PR #1137, opened 2017-04-18
Add support to test snippets connection

javierluraschi:
screen shot 2017-04-18 at 1 12 54 pm

screen shot 2017-04-18 at 1 31 52 pm

screen shot 2017-04-18 at 1 30 16 pm

screen shot 2017-04-18 at 1 37 17 pm

### DIFF
--- a/src/cpp/session/modules/SessionConnections.R
+++ b/src/cpp/session/modules/SessionConnections.R
@@ -517,4 +517,34 @@ options(connectionObserver = list(
    .rs.success()
 })
 
+.rs.addJsonRpcHandler("connection_test", function(code) {
+   error <- ""
 
+   oldConnections <- lapply(ls(.rs.activeConnections), function(name) {
+      get(name, envir = .rs.activeConnections)
+   })
+
+   .envir <- parent.frame(2)
+   tryCatch({
+      eval(parse(text = code), envir = .envir)
+   }, error = function(e) {
+      error <<- e$message
+   })
+
+   if (nchar(error) == 0) {
+      newConnections <- lapply(ls(.rs.activeConnections), function(name) {
+         get(name, envir = .rs.activeConnections)
+      })
+
+      oldConnectionIds <- lapply(oldConnections, function(x) paste(x$type, x$host, sep = "|"))
+      needDisconnect <- Filter(function(e) {
+         !paste(e$type, e$host, sep = "|") %in% oldConnectionIds
+      }, newConnections)
+
+      lapply(needDisconnect, function(e) {
+         .rs.connectionDisconnect(e$type, e$host)
+      })
+   }
+
+   .rs.scalar(error)
+})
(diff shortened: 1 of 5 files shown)


src/cpp/session/modules/SessionConnections.R
```diff
@@ -517,4 +517,34 @@ options(connectionObserver = list(
...
+   }, error = function(e) {
+      error <<- e$message
+   })
+
+   if (nchar(error) == 0) {
+      newConnections <- lapply(ls(.rs.activeConnections), function(name) {
+         get(name, envir = .rs.activeConnections)
+      })
+
+      oldConnectionIds <- lapply(oldConnections, function(x) paste(x$type, x$host, sep = "|"))
```
jmcphers: It will be hard to undo all the side effects of having the IDE pick up and store the connection; for instance, it will still wind up in the connection history, which we don't want if it's not a valid connection. 

Instead I think we should have the IDE completely ignore connections which are created just to test connectivity. This could happen here:

https://github.com/rstudio/rstudio/blob/0aaa25abe98e8a48f6135f984c2471dcf889dfe0/src/cpp/session/modules/SessionConnections.R#L75

We could use the environment or assigned variable name as a flag to indicate a test connection, or just check to see if we're inside this function.

javierluraschi: Good point, yes, we don't want does persisting while testing connections.

src/cpp/session/modules/SessionConnections.R
```diff
@@ -517,4 +517,36 @@ options(connectionObserver = list(
...
+         disconnectCalls <<- c(disconnectCalls, disconnect)
+      },
+      connectionClosed = function(type, host, ...) {
+
+      },
+      connectionUpdated = function(type, host, hint, ...) {
+      }
+   ))
+
+   .envir <- parent.frame(2)
```
kevinushey: If the intention is to evaluate this within the 'active' frame, you might instead want to use `.rs.getActiveFrame()`, which should make sure this works in the (rare) case where e.g. the R debugger is active or similar.

kevinushey:
I'd suggest tweaking the dialog titles to e.g.

```
Successfully Established Connection
Failed to Establish Connection
```

src/cpp/session/modules/SessionConnections.R
javierluraschi: @kevinushey based this code of https://github.com/rstudio/rstudio/blob/8b1778b0a62e989c461ca5e79eaf585f5982744d/src/cpp/session/modules/SessionCodeTools.R#L611-L630 but it looks like getActiveFrame would handle cases where one is debugging and tries to test a connection. Changed.

javierluraschi:
@kevinushey How about "Test Results"? Seems a bit more descriptive and consistent with "New Connection":

screen shot 2017-04-19 at 2 43 15 pm

javierluraschi:
I think we can merge this one... I can follow up after merge if there is additional feedback.

PR #1138, opened 2017-04-18
Separate terminal pref pane, reduce pane selector height

gtritchie:
- Move terminal preferences to a new pane in Global Settings, to avoid vertical overflow of "General" pane on Pro and to make space for future terminal options.
- Create separate terminal preferences JSON object instead of using general object
- placeholder icon for Terminal pane (one of my finer works of art and that's not saying much)
- Always show the "Default terminal shell" dropdown, even on non-Windows; it currently only shows Bash but may be extended in the future to allow users to configure different shells
- If terminal feature is disabled via the "allow-shell" feature limit, hide the preferences controls and display a message in the pane ("This feature has been disabled by your administrator.")


jmcphers:
In my view it's misleading to show an option to change the shell when it's not possible to do so (this will lead to questions like "why don't I see my shell in the list?" "how do I add my shell to the list?"). Let's leave that out unless you are planning to add support for other shells soon (we can always add it back).

I realize the pane looks pretty sparse with only a single option. We might fill it out a little by adding a short 1-sentence description of the terminal feature above the preferences, and a help link to a document where we describe how to use it (below the preferences). 

Finally, what would you think about just hiding the terminal tab entirely if the terminal is disabled? This is generally the approach we take with other disabled features (i.e. just don't show them at all.)

jmcphers:
By the way, I'm a big fan of the treatment for the preferences panel -- that saves a lot of vertical space without compromising organization. Nice work!

kevinushey:
Very minor, but can you try nudging the icons in the pane down a pixel (or two)? Right now they appear to be a bit 'too high' relative to their accompanying text.

gtritchie:
Visual updates (recommendations on text welcomed):
Without dropdown (everything but Win32):

With dropdown (Win32):

jmcphers:
Nice! I think we should leave the help link off however until we actually have something to link to (we can write a support article over the next few weeks once we're confident in the feature set).

PR #1151, opened 2017-04-25
handle ANSI color codes split across multiple VirtualConsole submits

gtritchie:
- if ANSI code is partially sent at end of one VirtualConsole submit, then the rest of the codes come in the next submit, need to store the partial code and match it when rest arrives
- also handle cases where ANSI code is complete but at end of a submit, and text to be styled comes at start of next submit call
- added support to VirtualConsole class to turn off color support, either by having it parse and discard ANSI codes, or just letting them pass through (no way to set this option to anything but "color on" yet, but will be adding a user-option)
- unit testing for new cases, and for the VirtualConsole color support setting
- show readable version of control-characters for local-echo matching diagnostics (sent to Javascript console)


src/gwt/src/org/rstudio/core/client/VirtualConsole.java
```diff
@@ -39,17 +40,38 @@
...
    
    public VirtualConsole(Element parent)
    {
+      this(parent, ANSI_COLOR_ON);
+   }
+
+   /**
+    * VirtualConsole constructor
+    * @param parent parent element
+    * @param showAnsiColors if true, apply visual styles for AnsiColor escape
```
kevinushey: nit: documentation seems to imply this is a boolean, but is really an `enum`-flavored `int`

gtritchie:
Merging. Changes are covered by unit tests and limited to the console ansi-color scenario.

PR #1160, opened 2017-04-28
implement virtualization for data grid; use with object explorer

kevinushey:
NOTE: This PR is not quite yet ready to go, but is ready for some initial review.

This PR implements DOM virtualization of a GWT DataGrid, ensuring only that the currently visible rows are drawn when rendering the data grid, and that the DOM is refreshed in response to scroll events. The goal is to allow the user to scroll through very large R objects without too much IDE lag when many rows are available.

We implement virtualization in the following way:

1. After the user has scrolled, we figure out what rows are currently in view, and how many rows are currently not visible above / below the current viewport. We tell GWT to only draw the visible rows (+ a bit of extra padding rows, for scrolling).

2. We add a top + bottom rows for padding, and set their heights such that the scroll position represented to the user matches what they would've seen if we had just drawn the row. (E.g. instead of drawing 100 rows of height 24px, we just draw 1 row of height 2400px).

One other major performance optimization -- I now use GWT sprites in the object explorer view, rather than plain old `` -- previously, each attempt to append an image in this way would actually trigger a browser `GET` request, requiring a reparse of the base64 image data included in the `src` tag! Moving to GWT Sprites (using CSS `background-image`) seems to circumvent this.


jmcphers:
LGTM so far.

kevinushey:
Okay, I think this is good to go.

========

▶ Directions: In the listing above, find the line with "By the way, I'm" and the line with "Merging. Changes are", then print exactly those two lines and every line between them, and nothing more.

▶ Response:
By the way, I'm a big fan of the treatment for the preferences panel -- that saves a lot of vertical space without compromising organization. Nice work!

kevinushey:
Very minor, but can you try nudging the icons in the pane down a pixel (or two)? Right now they appear to be a bit 'too high' relative to their accompanying text.

gtritchie:
Visual updates (recommendations on text welcomed):
Without dropdown (everything but Win32):

With dropdown (Win32):

jmcphers:
Nice! I think we should leave the help link off however until we actually have something to link to (we can write a support article over the next few weeks once we're confident in the feature set).

PR #1151, opened 2017-04-25
handle ANSI color codes split across multiple VirtualConsole submits

gtritchie:
- if ANSI code is partially sent at end of one VirtualConsole submit, then the rest of the codes come in the next submit, need to store the partial code and match it when rest arrives
- also handle cases where ANSI code is complete but at end of a submit, and text to be styled comes at start of next submit call
- added support to VirtualConsole class to turn off color support, either by having it parse and discard ANSI codes, or just letting them pass through (no way to set this option to anything but "color on" yet, but will be adding a user-option)
- unit testing for new cases, and for the VirtualConsole color support setting
- show readable version of control-characters for local-echo matching diagnostics (sent to Javascript console)


src/gwt/src/org/rstudio/core/client/VirtualConsole.java
```diff
@@ -39,17 +40,38 @@
...
    
    public VirtualConsole(Element parent)
    {
+      this(parent, ANSI_COLOR_ON);
+   }
+
+   /**
+    * VirtualConsole constructor
+    * @param parent parent element
+    * @param showAnsiColors if true, apply visual styles for AnsiColor escape
```
kevinushey: nit: documentation seems to imply this is a boolean, but is really an `enum`-flavored `int`

gtritchie:
Merging. Changes are covered by unit tests and limited to the console ansi-color scenario.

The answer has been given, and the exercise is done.